公立校の活躍にも注目! 高校サッカー新人大会

 高校サッカー県新人大会は、二十二日から五日間男子が四十校、女子が五校出場して行われる。会場は天然芝会場は季節的に避けて宮崎市内と綾町の計五ヶ所の人工芝会場を使用する、男子は上位二校が二月十四日から福岡開催の九州新人大会へ出場。シードは去年の新人、総体、一年大会、選手権大会の合計の成績順で、日章学園、宮崎日大、鵬翔、日南学園の順で私立校が強烈になっている。

 

 新人戦といえば新しいチームで横一線の出発でもあるが、進学校は前年五月の総体で三年生は進学準備のため勇退し、一、二年生がその後はチームづくりに入っている。十月の選手権大会も一、二年生で臨み学校によってはかなり強くなっている。全国大会はもちろん、九州大会でも行ければと考えているのはどこの監督も同じだが、半年以上もチームをつくっている進学校にとっては、今大会こそ上位進出のチャンスだ。

 

 四強シードと当たる決勝が大事だが、数年に一度でも進学校の強さを見たいもの。県北の進学校では県リーグ二部で健闘している日向。中学校時代校外のクラブでプレーした選手もいてMF坂本翔馬(富島)が主将としてけん引者。宮崎市内の四校も冬休みに地力をつけ、大宮に宮崎南は上位校候補。妻も油断ならないが、ディフェンスに速さをつけたいところ。冬休みは大分遠征で自信もつけている。泉ヶ丘もこれまで惜しい負けが続き、二部の上位に食い下がっての活躍。GK桂木響太郎(セレソン)は高さもあり、安定してきた。MF横山歩(同)も鍵を握っている。

 

 都城西は意外性のあるチーム。波に乗ったら、こわい。DF中村剣大主将(高城)がリードオフマン。状況判断がよく、MF西山竣(祝吉)は小柄ながら中盤でボールさばきが得意。一年生でDF関谷拓美(五十市)はどこでも守れる器用さは頼りになる。進学校全体の成績が気になる大会である。

今後の活躍に期待 駅伝の今西・山村両選手

 駅伝の盛んな西諸地区で、実力と人気者だった今西駿介・山村凱斗の両選手の第二の人生が始まることになった。二人は高原小からの幼な友だちで、今西は走ることにかけ、山村は野球から始まったが、中学時代長距離が速くよく駅伝部にかつぎだされた。その後、二人は小林高駅伝部に入り、他の名走者と走り続けた。今西は一年から正選手で三年連続都大路を走った。二年生のとき三区を任され二十二人を抜いて日本選手区間一位は記憶に残っている。

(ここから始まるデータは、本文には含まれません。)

PR #649, opened 2017-11-13
Fixes and alterations to some tests

mulkieran:
Somewhat miscellaneous fixes to tests:

* Use assert_eq, assert_neq macros where possible in tests.
* Use umount2 and MNT_DETACH in test infrastructure to support loopbacked tests slightly better.
* Omit the code that is there just for cleanup in tests. We expect that the cleanup code in the test infrastructure should do all the cleaning up that is necessary.

### DIFF
--- a/src/engine/strat_engine/blockdevmgr.rs
+++ b/src/engine/strat_engine/blockdevmgr.rs
@@ -538,24 +538,24 @@ mod tests {
         BlockDevMgr::initialize(uuid1, paths1, MIN_MDA_SECTORS, false).unwrap();
 
         let pools = find_all().unwrap();
-        assert!(pools.len() == 1);
+        assert_eq!(pools.len(), 1);
         assert!(pools.contains_key(&uuid1));
         let devices = pools.get(&uuid1).expect("pools.contains_key() was true");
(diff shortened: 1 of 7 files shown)


mulkieran:
@agrover @trgill @tasleson review, please?

trgill:
I was thinking the cleanup code in tests was a good practice.  But, if others feel this is better - it is fine with me.

tasleson:
> I was thinking the cleanup code in tests was a good practice. But, if others feel this is better - it is fine with me.

I agree with this as it gives us additional opportunities to test the code to tear down devices etc.  The code we added to ensure the test environment was consistent exercises totally different code paths.  I suppose one could make the argument that those tear down functions have there own unit tests and that exercising them here is redundant.

mulkieran:
> > I was thinking the cleanup code in tests was a good practice. But, if others feel this is better - it is fine with me.

> I agree with this as it gives us additional opportunities to test the code to tear down devices etc.  The code we added to ensure the test environment was consistent exercises totally different code paths.  I suppose one could make the argument that those tear down functions have their own unit tests and that exercising them here is redundant.

With this change we still continue to exercise the teardown functions as part of individual tests

PR #651, opened 2017-11-14
Do not use unwrap in clean_up

tasleson:
~When we are trying to clean up the test environment after a panic if
we panic again we no long get anything of use from the unit test.  The
process aborts and we get no back trace or anything which we can
leverage to figure out what happened.~

Updated:

    Before we execute the unit test we will do a sanity check on the
    test environment which will panic and end that unit test if bad.  If
    the environment is good we will run the test capturing the result
    and then clean up capturing its result.  We will then ensure that
    the test and the post clean ups were successful as well.  This
    approach removes the potential of a panic during a panic and allowing
    us to know when we encounter an issue.

### DIFF
--- a/src/engine/strat_engine/tests/util.rs
+++ b/src/engine/strat_engine/tests/util.rs
@@ -4,48 +4,90 @@
 
 use std::path::PathBuf;
 
-use devicemapper::{DM, DmFlags, DevId};
+use devicemapper::{DM, DmFlags, DmResult, DevId};
 
 use nix::mount::{MNT_DETACH, umount2};
 use mnt::get_submounts;
 
-/// Attempt to remove all device mapper devices which match the stratis naming convention.
-/// FIXME: Current implementation complicated by https://bugzilla.redhat.com/show_bug.cgi?id=1506287
-fn dm_stratis_devices_remove() {
 
-    let dm = DM::new().unwrap();
+mod cleanup_errors {
+    use mnt;
+    use nix;
 
-    loop {
-        let mut progress_made = false;
-        for d in dm.list_devices()
-                .unwrap()
-                .iter()
-                .filter(|d| format!("{}", d.0.as_ref()).starts_with("stratis-1")) {
-            progress_made |= dm.device_remove(&DevId::Name(&d.0), DmFlags::empty())
-                .is_ok();
-        }
-
-        if !progress_made {
-            break;
+    error_chain!{
+        foreign_links {
+            Mnt(mnt::ParseError);
+            Nix(nix::Error);
         }
     }
 }
 
-/// Try and un-mount any filesystems that have the name stratis in the mount point.
-fn stratis_filesystems_unmount() {
-    for m in get_submounts(&PathBuf::from("/"))
-            .unwrap()
-            .iter()
-            .filter(|m| m.file.to_str().map_or(false, |s| s.contains("stratis"))) {
-        umount2(&m.file, MNT_DETACH).unwrap();
+use self::cleanup_errors::{Error, Result, ResultExt};
+
+
+/// Attempt to remove all device mapper devices which match the stratis naming convention.
+/// FIXME: Current implementation complicated by https://bugzilla.redhat.com/show_bug.cgi?id=1506287
+fn dm_stratis_devices_remove() -> Result<()> {
+
+    /// One iteration of removing devicemapper devices
+    fn one_iteration(dm: &DM) -> DmResult<(bool, Vec<String>)> {
+        let mut progress_made = false;
+        let mut remain = Vec::new();
+
+        for d in dm.list_devices()?
+                .iter()
+                .filter(|d| format!("{}", d.0.as_ref()).starts_with("stratis-1")) {
+
+            match dm.device_remove(&DevId::Name(&d.0), DmFlags::empty()) {
+                Ok(_) => progress_made = true,
+                Err(_) => remain.push(format!("{}", d.0.as_ref())),
+            }
+        }
+        Ok((progress_made, remain))
     }
+
+    let dm = DM::new().chain_err(|| "Unable to initialize DM")?;
+
+    loop {
+        let (progress_made, remain) = one_iteration(&dm)
+            .map_err(|e| {
+                Error::with_chain(e,
+                                  "Error while attempting to remove stratis device mapper devices")}
+                )?;
+
+        if !progress_made {
+            if remain.len() != 0 {
+                bail!("We were unable to remove all stratis device mapper devices {:?}",
+                      remain);
+            }
+            break;
+        }
+    }
+
+    Ok(())
+}
+
+/// Try and un-mount any filesystems that have the name stratis in the mount point, returning
+/// immediately on the first one we are unable to unmount.
+fn stratis_filesystems_unmount() -> Result<()> {
+    || -> Result<()> {
+        let mounts = get_submounts(&PathBuf::from("/"))?;
+        for m in mounts
+                .iter()
+                .filter(|m| m.file.to_str().map_or(false, |s| s.contains("stratis"))) {
+            umount2(&m.file, MNT_DETACH)?;
+        }
+        Ok(())
+    }()
+            .map_err(|e| Error::with_chain(e, "unable to unmount all stratis filesystems"))
 }
 
 /// When a unit test panics we can leave the system in an inconsistent state.  This function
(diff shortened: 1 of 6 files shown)


mulkieran:
I think the following might be a better solution.

Have the functions that actually perform the tests return a result type. For example, ```test_pool_rename``` which now returns nothing, should return a, for example, TestResult. It should be possible to easily define this with enough From implementations to make changing the tests themselves fairly simple. Much would simply involve replacing the string ```.unwrap()``` with a ```?```. In the cases where the ```unwrap```s unwrap an ```Option``` type there would be an extra step.

Have the ```test_with_spec``` methods, loopbacked and real, capture the result of running the test, whether error or ```Ok(())```.

Run the ```clean()``` function in ```test_with_spec```. Ideally, the clean methods and perhaps some other methods can return their own TestInfraError, possibly constructed via error-chain for the stack trace benefits that can be derived therefrom. If the ```clean()``` method returns an error, print it out using Debug format string.

Unwrap the result previously obtained from the actual test.

tasleson:
@mulkieran  It's not difficult to remove the `unwraps` and propagate the error up as you suggest with a `?`, but what are you proposing for the `assert*` usage in the unit tests themselves, the `test` cannot capture the panic...

Well it could if we could get something like the following to work:
``` rust
 let panic_result = panic::catch_unwind(|| {
        test_result = test(&devices.iter().map(|x| x.as_path()).collect::<Vec<_>>());
 });
```

I saw this [before](https://medium.com/@ericdreichert/test-setup-and-teardown-in-rust-without-a-framework-ba32d97aa5ab) and thought we could adopt something similar, but I was unable to get it to compile for our use case.

mulkieran:
Maybe ```panic_unwind``` is the right choice. Here's something that compiles: https://github.com/mulkieran/stratisd/tree/master-panic-unwind. Not in any way complete.

tasleson:
@mulkieran OK, I've utilized what you had with a couple of small changes, how does this look?

tasleson:
@mulkieran Error chain utilized, `clean_up` returning a result, please take a peek, thanks!

src/lib.rs
```diff
@@ -23,9 +23,14 @@ extern crate serde_json;
...
 extern crate log;
 
+#[cfg(test)]
+#[macro_use]
+extern crate error_chain;
+
 #[cfg(test)]
 extern crate quickcheck;
 
+
```
mulkieran: Stray line?

src/engine/strat_engine/tests/util.rs
```diff
@@ -9,43 +9,72 @@ use devicemapper::{DM, DmFlags, DevId};
...
         }
 
         if !progress_made {
+            if remain.len() != 0 {
+                bail!("We were unable to remove all stratis device mapper devices {:?}",
+                      remain);
+            }
             break;
+        } else {
+            remain.clear();
```
mulkieran: Think this qualifies as premature optimization. Why not just initialize the vector in the loop?

src/engine/strat_engine/tests/util.rs
```diff
@@ -9,43 +9,72 @@ use devicemapper::{DM, DmFlags, DevId};
...
     }
+
+    Ok(())
 }
 
 /// Try and un-mount any filesystems that have the name stratis in the mount point.
-fn stratis_filesystems_unmount() {
-    for m in get_submounts(&PathBuf::from("/"))
-            .unwrap()
+fn stratis_filesystems_unmount() -> Result<()> {
```
mulkieran: For header comment, please add something like: ```Exit immediately on failure to unmount a filesystem.```

src/engine/strat_engine/tests/util.rs
```diff
@@ -9,43 +9,72 @@ use devicemapper::{DM, DmFlags, DevId};
...
+
+    let mounts = get_submounts(&PathBuf::from("/"))
```
mulkieran: For the entire body of this method, I would consider doing something more like:

```
|| {
  for m in get_submounts(&PathBuf::from("/"))?.iter().filter(...) {
    umount2(...)?; 
  }
}().map_err(|e| Error::with_chain(e, "Failed to unmount all mounted filesystems belonging to stratis")
```

or a fancier version that was able to report the unmounted filesystems.

The benefit is that you're able to chain onto the other errors a higher level error which describes the way in which this method, the one in which you're doing the chaining, failed. I would consider trying something similar in the more complicate method above, as well, but there's a lot more going on there, so harder to explain.

tasleson:
@mulkieran @agrover OK, part of me really appreciates suggestions like, do this instead:

``` rust
|| {
        for m in get_submounts(&PathBuf::from("/"))?.iter().filter(|m| m.file.to_str().map_or(false, |s| s.contains("stratis"))) {
            umount2(&m.file, MNT_DETACH)?;
        }
    }().map_err(|e| Error::with_chain(e, "Failed to unmount all stratis test mounted filesystems"));
```
even though at the moment I can't get it to compile, as it increases my knowledge of the language.

```
error[E0618]: expected function, found `_`
  --> src/engine/strat_engine/tests/util.rs:58:8
   |
58 |       || {
   |  ________^
59 | |         for m in get_submounts(&PathBuf::from("/"))?.iter().filter(|m| m.file.to_str().map_or(false, |s| s.contains("stratis"))) {
60 | |             umount2(&m.file, MNT_DETACH)?;
61 | |         }
62 | |     }().map_err(|e| Error::with_chain(e, "Failed to unmount all stratis test mounted filesystems"));
   | |_______^

```
In this case I understand that the value of the {} after the closure is not something you can call as a function, but I'm not sure how this expression is suppose to manifest into a result in which we can call `map_err` on.  It looks like some attempt at a try/catch block.

However, at the same time when I compare what I had
```rust
    let mounts = get_submounts(&PathBuf::from("/"))
        .chain_err(|| "Unable to retrieve mount points")?;

    for m in mounts
            .iter()
            .filter(|m| m.file.to_str().map_or(false, |s| s.contains("stratis"))) {
        umount2(&m.file, MNT_DETACH)
            .chain_err(|| format!("Unable to umount {:?}", m.file))?;
    }
```
to what is suggested, I can't help feeling that we are trying so very hard to utilize the full syntactic sugar of the language just because we can, not because it's needed.  Maybe this all steams from the fact that I'm still very much learning the language, but what are we gaining with one version over the other if functionally they achieve the same result?  One of them is more approachable to a larger audience IMHO.

tasleson:
I've update the PR to incorporate some of the changes.  I also fixed an `unwrap` that I missed.  After trying for way too long I was unable to make the suggested changes to `stratis_filesystems_unmount` and it remains as it was.  Please provide a working suggestion or amend the commit.

mulkieran:
@tasleson, I was trying to suggest something like this: https://github.com/mulkieran/stratisd/tree/tasleson-no_unwrap_in_cleanup.

It basically takes the orginal code of the function, and sticks it in an anonymous closure which it then immediately invokes. That gives a Result, and you call ```map_err()``` on that.

I had forgotten the need to add foreign links, to unify the result type of the closure. It seems like neither of mnt or nix use ```error_crate```, so I had to use foreign links instead of links.

We make anonymous closures and pass them to other functions all the time in Rust. The only twist here is making an anonymous closure and immediately invoking it. But the formatting should make it pretty easy to see what's happening.

tasleson:
@mulkieran Thanks for the working sample, I've cherry-picked your change and added it to this PR.  I got close to what you have provided here, I just stumbled on handling the anonymous function returning differing result types.  I tried to `Box` the result, but that yielded some ugly `Sized` compiler errors.

tasleson:
Re-based to pickup latest clippy.

mulkieran:
I think the step here is worth taking: https://github.com/mulkieran/stratisd/tree/tasleson-no_unwrap_in_cleanup.

But after that, probably consider this as complete as it is going to get. Further improvements would induce a lot of ugliness (which would be fixed better by error-chaining up stratisd as appropriate).

tasleson:
@mulkieran Added 849ac2c069ce00c0826ccf5ced0d911e6f619d3b to PR.

tasleson:
@mulkieran Should be good to go!

mulkieran:
@tasleson Code looks as good as is probably possible. Can you squash them into fewer commits? My commit messages were pretty casual, and if possible those shouldn't appear in final version.

tasleson:
@mulkieran Flattened into 1, I tried, but I couldn't take it any further :-)

PR #652, opened 2017-11-14
Fix loop back tests

tasleson:
The tests do not work when run concurrently.

With this correction my loop back tests run with no errors on my local VM.


agrover:
👍

mulkieran:
I'm merging, because all Jenkins tests actually succeeded.

PR #660, opened 2017-11-17
Fix pool destroy for blockdevs (take 2)

agrover:
This is another, cleaner way of achieving what #628 was trying to do.

### DIFF
--- a/src/dbus_api/api.rs
+++ b/src/dbus_api/api.rs
@@ -108,7 +108,7 @@ fn destroy_pool(m: &MethodInfo<MTFn<TData>, TData>) -> MethodResult {
             dbus_context
                 .actions
                 .borrow_mut()
-                .push_remove(object_path);
+                .push_remove(&object_path, m.tree);
             return_message.append3(action, msg_code_ok(), msg_string_ok())
         }
         Err(err) => {
--- a/src/dbus_api/types.rs
+++ b/src/dbus_api/types.rs
@@ -8,7 +8,7 @@ use std::convert::From;
 use std::rc::Rc;
 
 use dbus::Path;
-use dbus::tree::{DataType, MTFn, ObjectPath};
+use dbus::tree::{DataType, MTFn, ObjectPath, Tree};
 
 use uuid::Uuid;
 
@@ -127,9 +127,24 @@ impl ActionQueue {
         self.queue.push_back(DeferredAction::Add(object_path))
     }
 
-    /// Push a Remove action onto the back of the queue.
-    pub fn push_remove(&mut self, object_path: Path<'static>) {
-        self.queue.push_back(DeferredAction::Remove(object_path))
+    /// Push Remove actions for a path and its immediate descendants. Not
+    /// recursive, since no multi-level parent-child relationships currently
+    /// exist.
+    // Note: Path x is a child of path y if x's context's parent field is y.
+    pub fn push_remove(&mut self, item: &Path<'static>, tree: &Tree<MTFn<TData>, TData>) -> () {
+        for opath in tree.iter()
+                .filter(|opath| {
+                            opath
+                                .get_data()
+                                .as_ref()
+                                .map_or(false, |op_cxt| op_cxt.parent == *item)
+                        }) {
+            self.queue
+                .push_back(DeferredAction::Remove(opath.get_name().clone()))
+        }
+
+        self.queue
+            .push_back(DeferredAction::Remove(item.clone()))
     }
 
     /// Drain the queue.
--- a/Cargo.lock
+++ b/Cargo.lock
@@ -146,11 +146,11 @@ dependencies = [
 
 [[package]]
 name = "dbus"
-version = "0.6.0"
+version = "0.6.1"
 source = "registry+https://github.com/rust-lang/crates.io-index"
 dependencies = [
  "libc 0.2.31 (registry+https://github.com/rust-lang/crates.io-index)",
- "libdbus-sys 0.1.1 (registry+https://github.com/rust-lang/crates.io-index)",
+ "libdbus-sys 0.1.2 (registry+https://github.com/rust-lang/crates.io-index)",
 ]
 
 [[package]]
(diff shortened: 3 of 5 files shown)


src/dbus_api/api.rs
```diff
@@ -105,6 +105,23 @@ fn destroy_pool(m: &MethodInfo<MTFn<TData>, TData>) -> MethodResult {
 
     let msg = match dbus_context.engine.borrow_mut().destroy_pool(pool_uuid) {
         Ok(action) => {
+            let bd_iface_name = format!("{}.{}", STRATIS_BASE_SERVICE, "blockdev");
```
mulkieran: I would generalize this in a number of ways.

* Forget about the interface. That's putting engine brains into the D-Bus API. Just search on the parent path. Note that everything has an OPContext, so you don't have to worry about what type it is.
* Consider searching recursively, just to be sure that you remove everything.
* Abstract this operation, of removing all things that have a parent that is the thing that you're removing into a separate function.
* Consider wrapping the ```push_remove``` action in some macro or something, such that the clean up of dependent objects happens automatically.

agrover:
waiting on working on this until we get a released dbus-rs version (0.6.1?) that has the iterators we're using.

trgill:
when this is merged - we should re-enable the Destroy2TestCase in stratisd-client-dbus

agrover:
removed temp commit and rebased since dbus 0.6.1 is out, but haven't tackled review suggestions yet.

agrover:
> Forget about the interface. That's putting engine brains into the D-Bus API. Just search on the parent path. Note that everything has an OPContext, so you don't have to worry about what type it is.

Not quite universal because Manager has a None OpContext.

> Consider searching recursively, just to be sure that you remove everything.

Ok. Well, what I did was add a new ActionQueue method that removes recursively. 

> Abstract this operation, of removing all things that have a parent that is the thing that you're removing into a separate function.

Ok.

> Consider wrapping the push_remove action in some macro or something, such that the clean up of dependent objects happens automatically.

Added `push_remove_recursive`.

src/dbus_api/types.rs
```diff
@@ -132,6 +132,23 @@ impl ActionQueue {
         self.queue.push_back(DeferredAction::Remove(object_path))
     }
 
+    /// Push Remove actions for a path and all paths that reference it via
+    /// the OpContext.parent field.
+    pub fn push_remove_recursive(&mut self,
+                                 item: &Path<'static>,
+                                 tree: &Tree<MTFn<TData>, TData>)
+                                 -> () {
+        for opath in tree.iter() {
```
mulkieran: Try instead:

```
let internal = |root: &Path<'static>| -> () {
    for opath in tree.iter().filter(|opath| opath.get_data().as_ref().map_or(false, |op_ctx| op_ctx.parent == *item) {
        internal(opath.get_name())
    }
    self.push_remove(root.clone());
};

internal(item);
```

The advantage is that you no longer appear to be recursing on the tree, which is nice, because that is not what is happening.

You may have to use a move, though.

src/dbus_api/types.rs
```diff
@@ -132,6 +132,23 @@ impl ActionQueue {
         self.queue.push_back(DeferredAction::Remove(object_path))
     }
 
+    /// Push Remove actions for a path and all paths that reference it via
```
mulkieran: Might as well get rid of original ```push_remove()``` and reimplement it as ```push_remove_recursive()```. There will never be any good reason to remove an object path and not to remove the object paths that it depends on that I can think of. Because if you do, it's just about certain that the next call will be a failure.

src/dbus_api/types.rs
agrover: I have no objections to this suggestion, but am having some trouble getting it to work (i.e. compile). Any chance you could take a stab?

agrover:
Rebase.
* Fold recursive stuff into `push_remove` method instead of creating another method.

src/dbus_api/types.rs
```diff
@@ -127,9 +127,20 @@ impl ActionQueue {
         self.queue.push_back(DeferredAction::Add(object_path))
     }
 
-    /// Push a Remove action onto the back of the queue.
-    pub fn push_remove(&mut self, object_path: Path<'static>) {
-        self.queue.push_back(DeferredAction::Remove(object_path))
+    /// Push Remove actions for a path and all paths that reference it via
+    /// the OpContext.parent field.
+    pub fn push_remove(&mut self, item: &Path<'static>, tree: &Tree<MTFn<TData>, TData>) -> () {
+        for opath in tree.iter() {
```
mulkieran: It is preferable to make the recursive call only on the value the algorithm actually recurs on, which in this case is the object path.

Also, it's probably worth making a comment on the algorithmic complexity. At first glance, it looks quadratic, and assuming a large number of object paths, that wouldn't be so great.

agrover:
rebase.

src/dbus_api/types.rs
agrover: I have no objections to this suggestion, but am having some trouble getting it to work (i.e. compile). Any chance you could take a stab?

mulkieran: For the first part, recursive closure are forbidden in Rust: http://smallcultfollowing.com/babysteps/blog/2013/04/30/the-case-of-the-recurring-closure/. That's a real drawback.

mulkieran: Alas, it looks like any attempt might shortly be outlawed. But I'ld still prefer something more like this https://github.com/mulkieran/stratisd/tree/agrover-fix-pool-destroy-for-blockdevs for the following reasons:
1. It makes it explicit that this is the transitive closure of the child relation. That's what the recursion is trying to achieve.
2. It uses filter instead of an if, which I just think is clearer.

Or, if it is not necessary to be recursive, and we think it won't be for the foreseeable future, just don't use recursion.

agrover: Yeah, `filter` is good here. Ok, will respin based on your version.

agrover:
update based on review to use `filter` instead of conditional.

PR #1092, opened 2018-08-07
Use write mode check instead of diff for cargo fmt

mulkieran:
Semantics of diff seems to have changed. It used to return non-zero code
if there was a difference, now it doesn't. Semantics of check seems to
be what we want for a test; it seems to behave like diff used to.

### DIFF
--- a/Makefile
+++ b/Makefile
@@ -21,7 +21,7 @@ fmt:
 fmt-travis:
 	rustup default 1.27.0
 	rustup component add rustfmt-preview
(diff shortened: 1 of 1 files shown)


mulkieran:
https://travis-ci.org/stratis-storage/stratisd/builds/413160546?utm_source=github_status&utm_medium=notification is what alerted me to the problem. The "fmt" test is passing, but their is a difference between the code and the expected formatting.

PR #1094, opened 2018-08-08
Rewrite extension of devices belonging to thinpool

mulkieran:
Rewrite these methods to support different ways of allocating from the backstore. In one case, when setting up a new thinpool, allocating exactly makes sense. In the other, when extending a  meta or a data device, requesting a maximum amount makes sense. Unify the code for extending a meta and a data device as much as possible. Come up with a principled way for choosing the amount by which to extend the data or meta data device respectively.


mulkieran:
Supercedes #1089.

PR #1097, opened 2018-08-08
Allocate segments to cap device lazily

mulkieran:
Previously, all available segments in data block devices were greedily added to the cap device. Now, they are allocated lazily, on request by the thin pool.

This change required a relaxation of two previous invariants:
1. There was always either a linear DM device or a cache DM device belonging to the backstore. If segments are allocated only on demand, and demand has not occurred, then there are zero segments allocated. It is impossible to make a completely empty linear device, so after the backstore is created and before the thinpool requests space, there is neither a linear nor a cache DM device in the backstore.
2. All segments in the data blockdevs were always fully allocated to the backstore. This is not true any more.

The metadata checks were changed to handle the relaxing of these invariants.

Relaxing the two invariants increased the complexity of handling of the two alternate DM devices. Therefore, all such handling was moved into the backstore, making the *Tier structs just manage block devices and segment allocations. This changed the signatures of some methods in the *Tier implementations from ```Result<T>``` to ```T```.

The last part, making allocation lazy, required that backstore handle making or updating DM devices in its ```alloc``` and ```request``` methods. This meant that these methods can return an error, so their signatures are changed accordingly.


mulkieran:
Supercedes #1071.

mulkieran:
I am devoting some thought to testing this better, but I'm putting it into preliminary review as is.

mulkieran:
So far, every test failure has been due to the test being poorly written, sigh!

mulkieran:
Bad test again. I forgot that the cache metadata takes up space.

mulkieran:
First interesting failure at https://stratis-jenkins.rhev-ci-vms.eng.rdu2.redhat.com/job/stratisd/1754/ is ```real_test_add_cachedevs```. Seems relevant. Note that all Travis tests, including the two newly added ones succeeded.

mulkieran:
Some minor updates. Also, would be interesting to see if stratisd test failures repeat themselves. They look a bit spurious, surprisingly.

mulkieran:
Restarted stratisd test, just a complete Jenkins failure.

PR #1098, opened 2018-08-09
Move all handling of top-level DM device out of the Data and Cache Tiers

mulkieran:
Previously DM devices were constructed or updated in *Tier methods. Now, all updating of DM devices is done in the Backstore, using the data in the various Tier structs.

This does turn out to be more concise, which is good.

The principle motivation is that it is necessary in PR #1097 to relax certain invariants that currently hold for the DM devices. In particular, it was previously the case that the backstore held either a linear or a cache device. Now it may hold neither. It is easier to handle this wider range of possibilities in the backstore than when the code is distributed among three files.

One apparent drawback of this change is that the Data or CacheTier segments values are set before the DM devices are constructed or reconstructed. However, if the DM devices are not constructed properly, then the corresponding backstore method will fail, and the metadata will not be written so the change to the segments value is not visible. So the externally visible behavior of stratisd is the same with this change as w/out it.

### DIFF
--- a/src/engine/strat_engine/backstore/backstore.rs
+++ b/src/engine/strat_engine/backstore/backstore.rs
@@ -32,6 +32,47 @@ use super::setup::get_blockdevs;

 山村も二度走りチームの入賞に貢献した。その後、今西は東洋大へ、山村は山梨学院大へと夢をもって進学。「西諸の星」は夢と希望をもって全国級の選手と走り続けた。しかし大学のトラックは厳しく今西は二年生で正選手に入ったが、箱根駅伝六区で苦戦。でも粘りと根性で三、四年生時も六区で区間二位。今年は区間新で走った。そして春からトヨタ九州に入社して実業団のエースを目指すことが決定した。

 

 山村は冷たいトラックが続きなかなか正選手の道は険しい歳月だった。歯を食いしばった練習も一万㍍も二十九分を切ることもなく、公式戦での出番はなくこの一年はマネージャーで卒業することになり、東京の一般企業に就職する。二人の友情はあつく、常に情報交換して会ったりしていたが、社会人として第二の人生で走ることになった。